51 . The method of any one of claims 41-50, wherein the disease is FSGS.

52. The method of any one of claims 41 -51 , wherein the subject is a mammal.

53. The method of claim 52, wherein the mammal is a human.

54. A kit comprising a composition selected from the fusion protein of any one of claims 1-34, the pharmaceutical composition of claim 35, the polynucleotide of claim 36, the vector of claim 37, or the host cell of claim 38.

55. The kit of claim 54, further comprising instructions for administering an effective amount of the composition to a subject in need thereof.

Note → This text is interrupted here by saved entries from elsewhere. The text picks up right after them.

Issue #160, opened 2019-01-09
bit not null created as bool?


mike-upshon:
When a table has column with type bit not null EFCore PowerTools generates as bool? instead of bool

### Steps to reproduce
Create table with bit not null column and reverse engineer

### Further technical details
EF Core Power Tools version: 2.2.2.0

56. The use of a composition comprising a fusion protein of any one of claims 1 -34 for the manufacture of a medicament for a disease mediated by complement alternative pathway activation or dysregulation.

57. The use of claim 56, wherein the disease is a kidney disorder, such as FSGS, IgA nephropathy, MCD, diabetic nephropathy, Alport syndrome, lupus nephritis, membranous nephropathy, acute kidney injury, Goodpasture syndrome, nephrotic syndrome, chronic proteinuria, chronic kidney disease, C3G, dense deposit disease, glomerulonephritis, membranoproliferative glomerulonephritis, polycystic kidney disease, hypertensive nephropathy, nephrosclerosis, aHUS, ischemia reperfusion injury, or rejection of a transplanted organ, such as a kidney.